In his fascinating study, Maynard-Moody (2000) investigated the extent to which the commonly held model of the street-level bureaucrat as a state agent (a model subscribing to the previously described four tenets) correlated with street-level bureaucrats' own vision of their role and work. Put briefly, Maynard-Moody found an enormous disparity between the official view and workers' view of themselves. Based on his interviews with police officers and social workers, Maynard-Moody was able to present a "counter-narrative" or competing model of the street-level bureaucrat as a "citizen-agent" who responded not to the rules and guidelines of laws and policy but rather to the demands of citizen-clients and the workers' own "moral compass". Rather than seeing themselves as agent of the state, street level workers often found themselves at odds with what they defined as "the system" (a.k.a. "the bureaucracy") as they sought to respond to the legitimate demands of clients.
The community-oriented policing literature offers yet another, different role model for the modern police officer. Rather than public administrator/state agent or "citizen agent," the new dialogue on community-oriented policing highlights the potential role of the police officer as "community leader". Crothers and Vinzant (1996) present a model of community-based policing wherein police officers function in the role of "street-level leader". A central premise of the model is the notion that "police officers need to exercise more discretion rather than less" (p. 1170). The anecdotal literature on community-oriented policing likewise stresses the importance of developing the role of the police officer as a "community leader".

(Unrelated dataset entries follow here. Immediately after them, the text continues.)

PR #4009, opened 2024-06-05
fix(windows): replace project.path with project.vscodepath, fixes #4003

### LINKED ISSUE #4003: "Open in VSCode" does not open the current repository
## Description

When I click on the "Open in VSCode" button , VSCode opens, but it does not open the current repository. 

## Steps to Reproduce

1. Click on the "Open in VSCode" button.
image

## Expected Behavior

VSCode should open with the current project.

## Actual Behavior

VSCode opens as if it was launched using the `code` command from the terminal.
## Environment

- **Operating System:** Windows 11
- **VSCode Version:** 1.89.1

TheGB0077:
It seems the previous pull request #3495 addressed a fix for opening VSCode on Windows, but it missed those two extra files that still had the bug


ndom91 (approved):
Good catch, thanks!

PR #4010, opened 2024-06-05
fix: simplify Modal logic

ndom91:
- Add `svelte:window` click listener to handle a Modal's `clickoutside` action
- Removes need for `svelte-outclick` dependency
- @mtsgrd this one is basically good to go imo, except same issue with the pnpm-lock file, therefore I'm keeping it on draft for now.


mtsgrd:
Hmm, can I just double check that this doesn't close the modal when clicking inside?

ndom91:
> Hmm, can I just double check that this doesn't close the modal when clicking inside?

Yeah, did it not work for you? 

The idea is basically, "if the modal contains the target element of the click, then don't close"

I just triple checked and that logic does seem to hold :+1:

mtsgrd:
@ndom91 could you take another look at this? I think it breaks at least the "delete branch" modal in the branch lane menu.

PR #4017, opened 2024-06-06
fix: use hunksection instead of individual lines

ndom91:
- Improve hunkviewer perf
	- Went from ~9s to open a test `pnpm-lock.yaml` diff to ~2-3s
- Moves hunk lines from individual comopnents into 1 `HunkSection` component
- It previously spent a lot of time setting dynamic `style:` attributes on each line
	- Now we set css vars on the parent element of all the lines only once, and those css custom properties are consumed by the line elements themselves in css


app/src/lib/components/HunkLines.svelte
```diff
@@ -118,7 +135,7 @@
 	.selectable-wrapper {
 		cursor: text;
 		display: inline-block;
-		text-indent: 4px;
-		margin-right: 4px;
+		text-indent: var(--size-4);
+		margin-right: var(--size-4);
```
mtsgrd: I think @PavelLaptev has phased out --size now in favour of automatically translating px into rem when building the app.

app/src/lib/components/HunkLines.svelte
```diff
@@ -34,42 +39,51 @@
...
-			on:click={() => selectable && dispatch('selected', !selected)}
-			class="numbers-line-count"
-			class:selected={isSelected}
-			style:min-width={minWidth + 'rem'}
-			style:cursor={draggingDisabled ? 'default' : 'grab'}
+<div
+	class="line-wrapper"
+	style="--tab-size: {tabSize}; --minwidth: {minWidth}rem; --cursor: {draggingDisabled
+		? 'default'
+		: 'grab'}"
```
mtsgrd, line 48: Hmm, minWidth should probably be expressed in px now.. but I'm wondering if inline styles will be translated? @PavelLaptev

app/src/lib/components/HunkLines.svelte
ndom91: Cleaned up :+1:

app/src/lib/components/HunkLines.svelte
ndom91: So based on our conversation, for inline styles they're either supposed to be expressed in `px` and use the helper fn or just directly in `rem`'s, right?

app/src/lib/components/HunkViewer.svelte
```diff
@@ -75,7 +73,7 @@
 		class:opacity-60={section.hunk.locked && !isFileLocked}
 	>
 		<div bind:this={contents} class="hunk__bg-stretch">
-			{#if linesModified > 1000 && !alwaysShow}
+			{#if linesModified > 5000 && !alwaysShow}
```
ndom91: @mtsgrd any opinion on what we should set this to? I had a ~4900 line test file that took ~2-3s to render now. Still seems a bit long though, so maybe we set this to 2500-3000, somewhere in that range?

app/src/lib/components/HunkLines.svelte
PavelLaptev: [pxToRem](https://github.com/cuth/postcss-pxtorem#readme) plugin can't convert `PX` that were written inline in the style attribute. In this case, if it's not a component property, you can use `REM` directly. Or if it's a property you can use a helper function like in this file https://github.com/gitbutlerapp/gitbutler/blob/cdd596f8bc4b9801671793360184f1236766f0c6/app/src/lib/components/Spacer.svelte#L11

app/src/lib/components/HunkViewer.svelte
krlvi: i guess 2500 is reasonable

krlvi:
something looks off - could it be a chromium/webkit thing?
image

ndom91:
> something looks off - could it be a chromium/webkit thing? image

Good catch, fixed :+1:

app/src/lib/components/HunkViewer.svelte
ndom91: Updated to 2500 :+1:

PR #4019, opened 2024-06-06
lets try to speed CI with a custom runner

krlvi:


krlvi:
nevermind, its not really faster

PR #4026, opened 2024-06-06
feat(project): enable new locking by default

krlvi:
@mtsgrd @Caleb-T-Owens what do u guys think? good enough to try having it as the default for the patch release? (i have been trying to see if i can break it today)


krlvi:
fuck it, lets go for it - it appears to work better!

PR #4028, opened 2024-06-06
Revert "fix: simplify Modal logic"

krlvi:
Reverts gitbutlerapp/gitbutler#4010

Seems like something is not quite right, reverting so that we can make a patch release tonight


krlvi:
@ndom91 FYI.
I guess it's probably something tiny, but i couldn't forward fix it unfortunately, so reverting here and we can get it back tomorrow

PR #4036, opened 2024-06-07
Fix a couple of small typos

LukeCarrier:
Noticed these while digging into some other problems and figured a smaller diff would make a better first contribution 😅


Byron:
Thank you very much, appreciated!
And we are of course looking forward to seeing what else you are working on :)!

PR #4896, opened 2024-09-12
fix: move markdown styling to Markdown.svelte component

ndom91:
## ☕️ Reasoning

- Colocate the markdown css with the only component rendering it (`Markdown.svelte`), instead of having it live in a different css file in the UI library
- @PavelLaptev unfortunately styles can't go in the `MarkdownContent.svelte` without the `:global()` because they don't seem to apply to the dynamic components there


PavelLaptev:
@ndom91 If this doesn't work without `:global`, then I don't think there's much difference. Let's close the PR for now, and I'll check later if there's another workaround.

PR #4897, opened 2024-09-12
Fix HunkDiff borders

estib-vega:
The borders move with the hunk diffs

## ☕️ Reasoning
The borders int the hunks don't always move with the hunk itself when e.g. scrolling it.

## 🧢 Changes
Update the style, so that the borders do move accordingly

### DIFF
--- a/apps/desktop/src/lib/hunk/HunkDiff.svelte
+++ b/apps/desktop/src/lib/hunk/HunkDiff.svelte
@@ -534,11 +534,11 @@
 		text-wrap: nowrap;
 		color: var(--clr-text-2);
 		display: flex;
-		justify-content: start;
+		align-items: center;
 		border-bottom: 1px solid var(--clr-border-2);
 		border-right: 1px solid var(--clr-border-2);
 		border-top: 1px solid var(--clr-border-2);
-		border-top-right-radius: var(--radius-s);
+		border-top-right-radius: var(--radius-m);
 	}
 
 	.table__numberColumn {
--- a/apps/desktop/src/lib/hunk/HunkDiff.svelte
+++ b/apps/desktop/src/lib/hunk/HunkDiff.svelte
@@ -14,6 +14,7 @@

The conceptualization of the police officer's role as that of a street-level community leader may provide for a reconciliation of the dilemmas posed by officers' use of discretion and the inevitability of discretion in police work. Moreover, by conceptualizing the police officer as a community leader rather than as a public administrator, we can allow that police officers' role will encompass more than just the narrowly-defined objectives of law enforcement (which can arguably be fairly well constrained and delimitated by administrative law) and extend to the important roles of order maintenance and complex service provision.